The study’s design gave two opportunities to compare patients and controls. The subjective comparison measured the pressure levels at which the pain rating given by back pain patients, fibromyalgia patients and control subjects was the same. The objective comparison looked at the rating that the three types of participants gave when the same level of pressure was applied.

The researchers found that it only took a mild pressure to produce self-reported feelings of pain in the lower-back pain and fibromyalgia patients, while the control subjects tolerated the same pressure with little pain.

“In both the back pain patients and the fibromyalgia patients, that same mild pressure also produced measurable brain responses in areas that process the sensation of pain,” says Clauw. “But the same kind of brain responses weren’t seen in control subjects until the pressure on their thumb increased substantially.”

Though brain activity increased in many of the same areas in both patients and control subjects, there were striking differences, too. All the subjects had increased activity in eight areas of their brains, but lower-back pain patients showed no increased activity in two areas that were active in both fibromyalgia patients and normal control subjects.
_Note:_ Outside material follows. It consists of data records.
Issue #318, opened 2014-01-05
compress JSON responses


bradfitz:
<pre>JSON compresses well.

Do we even send compressed HTTP responses to e.g. search queries?</pre>

PR #1284, opened 2019-12-01
pkg/webserver: use NYTimes/gziphandler

bobg:
Fixes https://github.com/perkeep/perkeep/issues/318. Maybe overkill? This compresses all server responses; that issue suggested compressing only JSON responses.

### DIFF
--- a/go.mod
+++ b/go.mod
@@ -6,6 +6,7 @@ require (
 	bazil.org/fuse v0.0.0-20160811212531-371fbbdaa898
 	cloud.google.com/go v0.39.0
 	github.com/FiloSottile/b2 v0.0.0-20170207175032-b197f7a2c317
+	github.com/NYTimes/gziphandler v1.1.1
 	github.com/aws/aws-sdk-go v1.14.31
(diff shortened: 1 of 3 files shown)


tgulacsi (approved):

aviau:
Do we really want to introduce a new outside dependency for something as simple as this?

tgulacsi:
You're right, but this 532 lines is almost the minimum we'd need to maintain ourselves, with its 673 lines of tests.
The parsing of Accept-Encoding is not trivial, and this simple-at-surface excercise has several non-trivial edge cases,
as I skimmed through that 532 lines.

Mohammed90:
Isn't the NYTimes package dead now, and the community is moving towards https://github.com/klauspost/compress/tree/master/gzhttp ?

tgulacsi:
I'm a big fan of @klauspost 's work, but that's an even bigger dependency - though faster, better.

aviau:
If the NYTimes is really unmaintained, then I think we can close this and someone can propose an alternative if needed.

Meanwhile, fibromyalgia patients showed increased activation in two other areas not active in back pain patients and healthy subjects.

This response suggests that lower-back pain patients have enhanced response to pain in some brain regions, and a diminished response in others, Clauw says.

The study was supported in part by the National Fibromyalgia Research Association, the U.S. Army and the NIH. In addition to Clauw and Gracely, the research team included Thorsten Giesecke and Masilo Grant of UMHS, Karen Munoz of NIH, Reshma Kumar of Georgetown, and Alf Nachemson of the University of Gotenberg, Sweden.